The eight-speed automatic gearbox is one of the best in the business. The ZF-sourced ‘box is a masterclass, responding quickly, shifting smoothly, and also providing a sporting experience when the time calls. A manual override can be accessed via the gear lever, but there’s no need for that in a relaxed car like this. The eight-speeder sends 390 kW to all four wheels - yes, the 750Li is all-wheel drive. Known as xDrive, it gives even greater stability to an already solid motor vehicle.

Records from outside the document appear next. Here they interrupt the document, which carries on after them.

PR #6828, opened 2015-03-31
SOC-419 adding japan to special use case countries

lizlux:
We'll treat Japan like Canada when it comes to marketing email opt in.

### DIFF
--- a/extensions/wikia/UserLogin/js/MarketingOptIn.js
+++ b/extensions/wikia/UserLogin/js/MarketingOptIn.js
@@ -12,21 +12,21 @@ define('usersignup.marketingOptIn', ['wikia.geo'], function (geo) {
 		var $optInField = wikiaForm.inputs.wpMarketingOptIn,
 			$optInGroup = wikiaForm.getInputGroup('wpMarketingOptIn'),
 			isEurope = geo.getContinentCode() === 'EU',
-			isCanada = geo.getCountryCode() === 'CA';
+			isCanada = geo.getCountryCode() === 'CA',
+			isJapan = geo.getCountryCode() === 'JP';
 
 		if (!$optInField.length || !$optInGroup.length) {
 			throw 'Wikia Form must contain a field called wpMarketingOptIn';
 		}
 
-		if (!isCanada) {
+		if (!isCanada && !isJapan) {
 			$optInField.attr('checked', true);
 		}
 
-		if (isEurope || isCanada) {
+		if (isEurope || isCanada || isJapan) {
 			$optInGroup
 				.add($optInField)
 				.removeClass('hidden');
-
 		}
 	}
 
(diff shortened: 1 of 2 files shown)


extensions/wikia/UserLogin/js/MarketingOptIn.js
```diff
@@ -12,21 +12,21 @@ define('usersignup.marketingOptIn', ['wikia.geo'], function (geo) {
 		var $optInField = wikiaForm.inputs.wpMarketingOptIn,
 			$optInGroup = wikiaForm.getInputGroup('wpMarketingOptIn'),
 			isEurope = geo.getContinentCode() === 'EU',
-			isCanada = geo.getCountryCode() === 'CA';
+			isCanada = geo.getCountryCode() === 'CA',
+			isJapan = geo.getCountryCode() === 'JP';
```
kvas-damian: Instead of creating new variable for new country, what do you think about changing approach to ```enabled``` and ```isChecked```? This way we'll manipulate on array of countries instead of whole method.

jsutterfield:
LGTM. Either approach for solving this is fine. I feel like the current solution is clear and we (hopefully) shouldn't have to add many more countries to this so keeping the variables separate is probably fine. Either works for me though :)

extensions/wikia/UserLogin/js/MarketingOptIn.js
lizlux: I agree the way I did this isn't very sophisticated and wouldn't stand up against adding a bunch of countries and a bunch of rules. I could have mentioned this in the PR description, but we're going to revisit (and ultimately replace) this code with https://wikia-inc.atlassian.net/browse/SOC-560, so I didn't want to spend too much effort optimizing just yet.

extensions/wikia/UserLogin/js/MarketingOptIn.js
```diff
@@ -12,21 +12,21 @@ define('usersignup.marketingOptIn', ['wikia.geo'], function (geo) {
...
 
 		if (!$optInField.length || !$optInGroup.length) {
 			throw 'Wikia Form must contain a field called wpMarketingOptIn';
 		}
 
-		if (!isCanada) {
+		if (!isCanada && !isJapan) {
```
armonr: @lizlux Sorry, I'm late to the party as this ticket passed me by :)
At this point, it'd be nice to have a separate functions for this and for line 26. For instance, I'd suggest `shouldCheckOptIn()`, and `shouldDisplayOptIn()`, for instance.
Having said that, it can wait for now :)

lizlux: Yep, I even started doing exactly that yesterday, then asked myself why, if we're just going to reformat it into a more mercury style later.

On the open road, the 750Li is wonderfully relaxing to drive. Plenty of torque makes for easy overtaking, while the fuel economy is surprisingly decent for a two-ton plus, V8-engined luxury car. BMW claims an average fuel economy figure of 10,2 L/100 km - easily achievable if driven with care.
Through corners, that BMW DNA is very much apparent. For the large leviathan it is, the 750Li isn’t uncomfortable being hustled through a set of corners. The steering is tuned for comfort but still provides direct feedback when cornering quickly. Body roll is apparent, but that is to be expected for such a large car.
The facelift has given the once anonymous G12 7 Series a heavy dose of much-needed presence. The styling updates (which include the controversial grille) may not be to everyone's tastes, but it certainly gives the big Beemer even more upmarket appeal. It also remains a joy to drive, blending that typical BMW joie-de-vivre with S-Class rivaling comfort. While it doesn’t manage to eclipse the big Benz when it comes to outright luxury, it comes very close. At R2 544 700, the 750Li is undeniably expensive. But then again, you pay for this level of luxury, refinement, and technology. It comes very close to its Stuttgart rival but falls a few inches short. That being said, it is good fun to drive, and perhaps the most dynamic alternative in this luxury class.